Disciplinary Guidelines: 1st offense: - Teacher contacts parent - Referral to Assistant Principal - Automatic zero on assignment - Loss of school activity - Unsatisfactory in citizenship for that grading period. 2nd offense: - Teacher contacts parent - Referral to Assistant Principal - Automatic zero on assignment - Loss of school activity - Unsatisfactory in citizenship for remainder of that grading period.
3rd offense: - Teacher contacts parent - Referral to Assistant Principal - Automatic zero on assignment - Loss of school activity - Unsatisfactory in citizenship for remainder of that grading period. - Parent-teacher conference with administrator
Plagiarism ~Using someone else’s ideas, words, or work and saying they were all your ideas or work. ~Taking credit for someone else’s work and not acknowledging the source of that information.

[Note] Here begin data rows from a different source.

Issue #243, opened 2022-10-14
Cache the merkle tree.


recmo:
On start the sequencer syncs the tree from scratch. This takes a minute and involves many `log_fetch` queries. We should

* Cache the tree in persistent storage.
* Check tree consistency on load.
* Check tree root against chain on start.
* Sync only new leafs.
* Check state root and if invalid either
   * Wipe the state and resync, or
   * Crash.

recmo:
Instead of caching the entire tree we should just cache the log events. Caching closer to raw input reduces the chances of cache corruption. Plus the processing has neglible overhead anyway.

gswirski:
@recmo Caching is implemented now. I'm closing the ticket.

Issue #240, opened 2022-10-14
Split log fetch into smaller block range when the request fails due to timeout.


recmo:
https://docs.alchemy.com/reference/eth-getlogs

The Alchemy `eth_getlogs` call can fail if the request is too large to process. But using too small requests is costly. We have been adjusting the block range size regularly, but depending on Alchemy / Polygon load this arbitrarily fails.

We should dynamically adjust the range. If the request fails with an error indicating it is too large we should retry with a smaller range (say a quarter).

gswirski:
This was implemented in https://github.com/worldcoin/signup-sequencer/pull/283

PR #255, opened 2022-10-31
Events cache

gswirski:
#243 work in progress

## PR Checklist

- [ ] Added Tests
- [ ] Added Documentation
- [ ] Updated the changelog


schemas/database/001_initial.sql
```diff
@@ -8,3 +8,23 @@ CREATE TABLE transactions (
...
+CREATE TABLE logs
+(
+    block_index         BIGINT         NOT NULL,
+    transaction_index   BIGINT         NOT NULL,
+    log_index           BIGINT         NOT NULL,
+    fetch_id            INT            NOT NULL REFERENCES log_fetches (id),
+    group_id            NUMERIC(78, 0) NOT NULL,
+    identity_commitment NUMERIC(78, 0) NOT NULL,
+    root                NUMERIC(78, 0) NOT NULL,
+    UNIQUE (block_index, transaction_index, log_index)
```
recmo, line 29: This is good. Just want to note that using block-number alone is not necessarily sufficient. If a 'reorg' happens the last N blocks get overwritten by a different set of blocks with different transactions/log events. This used to be a lot more common, but with the PoS merge it's about once a week:

https://etherscan.io/blocks_forked

One simple solution that works here is to never sync to the very latest block, but always stay N blocks behind the latest. Where N is the maximum "reorg-depth" that you want to support. Usually `10` is chosen as a conservative maximum.

schemas/database/001_initial.sql
```diff
@@ -8,3 +8,23 @@ CREATE TABLE transactions (
...
+
+CREATE TABLE logs
+(
+    block_index         BIGINT         NOT NULL,
+    transaction_index   BIGINT         NOT NULL,
+    log_index           BIGINT         NOT NULL,
+    fetch_id            INT            NOT NULL REFERENCES log_fetches (id),
+    group_id            NUMERIC(78, 0) NOT NULL,
+    identity_commitment NUMERIC(78, 0) NOT NULL,
+    root                NUMERIC(78, 0) NOT NULL,
```
recmo, line 28: Instead of storing the decoded event we can also store the `raw` event binary data. This decouples the log-caching a bit more from the event type, making it easier to re-use elsewhere.

To make it fully generic you'd need to solve the dependency on the log filter. This can be done through log-topics, but that is getting quite a bit out of scope so let's leave that for when we need it.

schemas/database/001_initial.sql
```diff
@@ -8,3 +8,23 @@ CREATE TABLE transactions (
...
+    first_block BIGINT             NOT NULL,
+    last_block  BIGINT             NOT NULL,
+);
+
+CREATE TABLE logs
+(
+    block_index         BIGINT         NOT NULL,
+    transaction_index   BIGINT         NOT NULL,
+    log_index           BIGINT         NOT NULL,
+    fetch_id            INT            NOT NULL REFERENCES log_fetches (id),
```
recmo, line 25: We don't need this, beacuse 1) I don't see a case for ever wanting to programatically know how we fetched the data. That level of verbosity belongs in logs. 2) We can query `log_fetches` for the block number.

schemas/database/001_initial.sql
```diff
@@ -8,3 +8,23 @@ CREATE TABLE transactions (
     raw         BYTEA                    NOT NULL,
     hash        BYTEA                        NULL
 );
+
+CREATE TABLE log_fetches
```
recmo, line 12: I somehow don't like how this tables turns random whims of the API into a permanent append-only record. One way to make it more palatable is if it could merge adjacent ranges. So when everything is synced up and done this table would just contain one `[0..latest_block]` range spanning the entire chain.

But if all goes well this table will remain small, so no need to add substantial complexity for this.

recmo (commented):
I mentally have a very strong separation between on-chain data (i.e. stuff that is recursively hashed into the latest blockhash) and other data. The event stream is on-chain data and is the ultimate immutable append-only source of truth for the signup-sequencer. On the other hand, the exact sequence and time of `log_fetch`es is basically random noise due to JSON-RPC providers that should be ignored by signup-sequencer as much as possible.

I think this distinction should be clearly preserved in the data structures.

recmo:
> * _**EDIT**: seeing the 48 block reorg now, I'm thinking if we should make it even more robust..._).

That is on Polygon, this will run on Ethereum Mainnet. This parameter depends heavily on the details of the consensus algorithm, which is different for the different chains.

src/app.rs
```diff
@@ -95,14 +88,24 @@ impl App {
     #[allow(clippy::missing_panics_doc)] // TODO
     #[instrument(name = "App::new", level = "debug")]
     pub async fn new(options: Options) -> EyreResult<Self> {
+        if let Ok(app) = Self::bootstrap(options.clone()).await {
+            Ok(app)
+        } else {
+            error!("Error when rebuilding tree from cache. Retrying with db cache busted.");
```
recmo, line 94: This is a catch-all for a very specific error. We shouldn't wipe the database if there was an issue connecting to the Alchemy node.

src/app.rs
```diff
@@ -71,14 +71,7 @@ pub struct Options {
...
 pub struct App {
-    #[cfg(feature = "unstable_db")]
-    #[allow(dead_code)]
-    database: Database,
-
-    #[cfg(not(feature = "unstable_db"))]
-    #[allow(dead_code)]
-    database: (),
-
+    database:    Option<Arc<Database>>,
```
recmo, line 74: No need to `Option` here. With this PR the DB will become a required feature

src/app.rs
```diff
@@ -116,7 +119,12 @@ impl App {
         let merkle_tree = PoseidonTree::new(contracts.tree_depth() + 1, contracts.initial_leaf());
 
         let mut app = Self {
-            database,
+            #[cfg(feature = "unstable_db")]
```
recmo, line 122: No need to feature-gate this, we can make database mandatory.

src/app.rs
```diff
@@ -95,14 +88,24 @@ impl App {
...
+
+            // Remove cached events from database and try again
+            let db = Database::new(options.database.clone()).await?;
+            db.wipe_cache().await?;
+
+            Self::bootstrap(options).await
+        }
+    }
+
+    async fn bootstrap(options: Options) -> EyreResult<Self> {
```
recmo, line 104: Wrapping `new(..)` like this is a hack, we should instead make the wipe-and-retry part of the startup logic.

src/contracts/caching_log_query.rs
```diff
@@ -0,0 +1,214 @@
...
+    cache_blocks_delay: u64,
+    database:           Option<Arc<Database>>,
+}
+
+#[derive(Error, Debug)]
+pub enum Error<ProviderError> {
+    #[error(transparent)]
+    LoadLastBlock(ProviderError),
+    #[error(transparent)]
+    LoadLogs(ProviderError),
```
recmo, line 31: We have two different wrappers for `ProviderError`, but both are `#[transparent]`. This has the consequence that there is no way to distinguish the two cases based on the error message. It would be better to distinguish:

```
    #[error("Error while loading last block: {0}")]
    LoadLastBlock(#[source] ProviderError),
    #[error("Error while loading last block: {0}")]
    LoadLogs(#[source] ProviderError),
```

If we don't use the `#[from]` attribute, we should still set the `#[source]` attribute so the error-chain is preserved.

src/contracts/caching_log_query.rs
```diff
@@ -0,0 +1,214 @@
...
+    #[error("empty log index")]
+    EmptyLogIndex,
+}
+
+impl CachingLogQuery {
+    pub fn new(provider: Arc<ProviderStack>, filter: &Filter) -> Self {
+        Self {
+            provider,
+            filter: filter.clone(),
+            page_size: 10000,
```
recmo, line 49: Is this the same as the `max_log_blocks` option?

It's important that this is configurable, or even better make it dynamic (see #240)

src/contracts/caching_log_query.rs
```diff
@@ -0,0 +1,214 @@
...
+            Some(database) => database.load_logs().await.map_err(Error::Database),
+            None => Ok(vec![]),
+        }
+    }
+
+    async fn fetch_page(&self, filter: Filter) -> Result<Vec<Box<RawValue>>, Error<ProviderError>> {
+        let data: Result<Vec<Box<RawValue>>, ProviderError> = self
+            .provider
+            .provider()
+            .request("eth_getLogs", [&filter])
```
recmo, line 123: Why do it manually instead of `provider.get_logs_paginated` ?

src/contracts/caching_log_query.rs
```diff
@@ -0,0 +1,214 @@
...
+
+            let paginator = Paginator::new(last_block, self.filter.clone(), self.page_size);
+            for page in paginator {
+                let new_events = self.fetch_page(page.filter).await?;
+                for raw_log in new_events {
+                    let log: Log = serde_json::from_str(raw_log.get()).map_err(Error::Parse)?;
+                    if self.should_cache(&log, last_block) {
+                        self.cache_log(raw_log, &log).await?;
+                    }
+                    yield log;
```
recmo, line 89: We should not emit events until they are confirmed.

src/contracts/caching_log_query.rs
```diff
@@ -0,0 +1,214 @@
...
+            .provider
+            .provider()
+            .request("eth_getLogs", [&filter])
+            .await;
+        data.map_err(Error::LoadLogs)
+    }
+
+    fn should_cache(&self, log: &Log, last_block: LastBlock) -> bool {
+        match log.block_number {
+            Some(block) => block + self.cache_blocks_delay <= last_block.eth,
```
recmo, line 130: This delay should apply to the whole app, not just the cache.

src/database/mod.rs
```diff
@@ -1,159 +1,11 @@
...
-use sqlx::{
-    any::AnyKind,
-    migrate::{Migrate, MigrateDatabase, Migrator},
-    pool::PoolOptions,
-    Any, Executor, Pool, Row,
-};
-use tracing::{error, info, instrument, warn};
-use url::Url;
+#[cfg(feature = "unstable_db")]
+mod concrete_database;
```
recmo, line 2: We can make database mandatory. For testing there is the sqlite in-memory database.

src/ethereum/mod.rs
```diff
@@ -105,6 +109,10 @@ pub struct Options {
     #[clap(long, env, default_value = "1000")]
     pub max_log_blocks: usize,
```
recmo, line 110: Is this still being used?

src/ethereum/mod.rs
```diff
@@ -105,6 +109,10 @@ pub struct Options {
...
 
+    /// Minimum number of blocks before events are commited to db cache.
+    #[clap(long, env, default_value = "10")]
+    pub cache_blocks_delay: usize,
```
recmo, line 114: This should apply to the whole module, not just caching. We currently do not do this for transactions, so I opened up #271 for that.

src/ethereum/mod.rs
```diff
@@ -494,18 +504,32 @@ impl Ethereum {
...
             .map_err(Into::into)
+
+        // CachingLogQuery::new(self.provider.provider(), filter)
+        //     .with_page_size(self.max_log_blocks as u64)
+        //     .with_database(database)
+        //     .map_err(Into::into)
+
+        // self.provider
+        //     .get_logs_paginated(filter, self.max_log_blocks as u64)
+        //     .map_err(Into::into)
```
recmo, line 523: Cleanup before merging.

recmo (changes requested):
See comments. Also seeing two clippies:

```
warning: casting to the same type is unnecessary (`u64` -> `u64`)
   --> src/contracts/caching_log_query.rs:102:31
    |
102 |             Some(database) => database.get_block_number().await? as u64,
    |                               ^^^^^^^^^^^^^^^^^^^^^^^^^^^^^^^^^^^^^^^^^ help: try: `database.get_block_number().await?`
    |
    = help: for further information visit https://rust-lang.github.io/rust-clippy/master/index.html#unnecessary_cast
note: the lint level is defined here
   --> src/lib.rs:2:9
    |
2   | #![warn(clippy::all, clippy::pedantic, clippy::cargo, clippy::nursery)]
    |         ^^^^^^^^^^^
    = note: `#[warn(clippy::unnecessary_cast)]` implied by `#[warn(clippy::all)]`

warning: use Option::map_or instead of an if let/else
   --> src/contracts/caching_log_query.rs:129:9
    |
129 | /         match log.block_number {
130 | |             Some(block) => block + self.cache_blocks_delay <= last_block.eth,
131 | |             None => false,
132 | |         }
    | |_________^ help: try: `log.block_number.map_or(false, |block| block + self.cache_blocks_delay <= last_block.eth)`
    |
    = help: for further information visit https://rust-lang.github.io/rust-clippy/master/index.html#option_if_let_else
note: the lint level is defined here
   --> src/lib.rs:2:55
    |
2   | #![warn(clippy::all, clippy::pedantic, clippy::cargo, clippy::nursery)]
    |                                                       ^^^^^^^^^^^^^^^
    = note: `#[warn(clippy::option_if_let_else)]` implied by `#[warn(clippy::nursery)]`
```

schemas/database/002_event_log.sql
```diff
@@ -0,0 +1,8 @@
+CREATE TABLE logs
+(
+    block_index         BYTEA NOT NULL,
+    transaction_index   BYTEA NOT NULL,
+    log_index           BYTEA NOT NULL,
```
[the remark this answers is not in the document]
recmo: For block_number to exceed 2^64 within the next 100 years, a blockchain will need to produce blocks at over 5GHz. We won't see that kind of performance anytime soon.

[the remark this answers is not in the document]
gswirski: My problem with `INT` and `BIGINT` is that they don't match the definition of `Log` in `ethers_core`:
```
    pub block_number: Option<U64>,
    pub transaction_index: Option<U64>,
    pub log_index: Option<U256>,
```

In postgres, `INT` is i32 (vs u64 in `Log`) and `BIGINT` is i64 (vs u256 in `Log`).

I agree that `BYTEA` might be a little wasteful but since we are keeping raw logs anyway, it seemed more fitting?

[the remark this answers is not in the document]
recmo: I'm worried that using a non-integer type will make it hard to do range-based queries which we might want to do in the future for various reasons.

Note that Ethereum itself and the underlying JSON-RPC doesn't actually specify the range, just a "quantity" to be encoded in hex. It is in principle unbounded. https://ethereum.org/en/developers/docs/apis/json-rpc/#eth_getlogs

The types in `ethers-core` are quite arbitrary. For comparison, the (now deprecated) open-ethereum (fka parity) client uses `usize`: https://github.com/openethereum/openethereum/blob/6c2d392d867b058ff867c4373e40850ca3f96969/crates/ethcore/types/src/log_entry.rs#L62

So really everyone just picks a reasonably sized type here (the choice of `U256` in ethers-core actually feels wrong to me. U256 is the i-dont-want-to-think-about-it-default in Ethereum ecosystem, so maybe just laziness).

I gave an argument above for the `block_number`, the  other two `*_index` fields are indices in arrays that are bounded by the block size and gas limit, so very small as well.

An argument could be made that we want to be able to cache all the values that can be expressed in `ethers-core` types. I don't think that is very relevant, given that `ethers-core` itself can not represent all the values that could in theory be returned from the `eth_getLogs` call (which are unbounded integers).

src/contracts/caching_log_query.rs
gswirski: Yes, `page_size` is set to `max_log_blocks` in https://github.com/worldcoin/signup-sequencer/pull/255/files#diff-6f2d98d6ba19d324003887e0fbb816a48b66ac232e041924824039ac5116a729R510

10000 is the default value from `get_logs_paginated`.

src/ethereum/mod.rs
gswirski: https://github.com/worldcoin/signup-sequencer/pull/255#discussion_r1020286663 - it's still used to configure `page_size`

src/ethereum/mod.rs
gswirski: I've renamed this option to `confirmation_blocks_delay` should be a bit more fitting name for #271. However, I think #271 should be out of scope of this PR. It will depend heavily on @kustosz work on #258.

src/contracts/caching_log_query.rs
gswirski: Reverted it back to `provider.get_logs_paginated` but I'm not entirely sure which way is better.

Using `provider.get_logs_paginated` saves us some code (no more `Paginator` struct) and keeps things on higher abstraction layer (`Log` vs `Box<RawValue>`).

On the other hand, now we have to serialize `Log`s manually when storing them in db (see: https://github.com/worldcoin/signup-sequencer/pull/255/files#diff-abf9484cd24d8332d6292b4efa6f936372717653df66b551131ba70c9272d780R95). With us doing requests directly, we would store the original raw json log and deserialize once for stream consumers. Now, we get deserialized objects from `get_logs_paginated` and then serialize it again to store in db.

src/contracts/app.rs
```diff
@@ -0,0 +1,480 @@
...
+                ?error,
+                "Root mismatch between tree and contract."
+            );
+            return Err(ServerError::RootMismatch);
+        }
+
+        Ok(InclusionProofResponse { root, proof })
+    }
+
+    /// Stores the Merkle tree to the storage file.
```
gswirski, line 266: @recmo this comment seems incorrect?

recmo: It is incorrect. I think this is left over from a previous function that actually did store the tree.

src/ethereum/mod.rs
recmo: Agreed, it is out of scope for this PR.

recmo (approved):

AVOID PLAGIARISM Give credit whenever you use another person’s: • idea, opinion, theory, facts, statistics, graphs, drawings, diagrams, charts, illustrations, and pictures • quotations of another person’s actual spoken or written words • information gained through interviewing another person
Give credit - • When using or referring to somebody else’s words or ideas from a magazine, book, newspaper, song, TV program, movie, Web page, computer program, letter, advertisement, or any other medium. • When you copy the exact words or a "unique phrase" from somewhere. • When you use ideas that others have given you in conversations or over email.
Give credit whenever you use any pieces of information that are NOT common knowledge. • Common knowledge: facts that can be found in numerous places and are likely to be known by a lot of people. • Same information is undocumented in at least five other sources. • A person could easily find the information with general reference sources. • EXAMPLE: George W. Bush was sworn into office January 20, 2001.
Questions? Are you unsure? Meet with your teacher.
Better to fail with honor than succeed by fraud.-SophoclesBorn in 495 B.C., became one of the great playwrights of the golden age.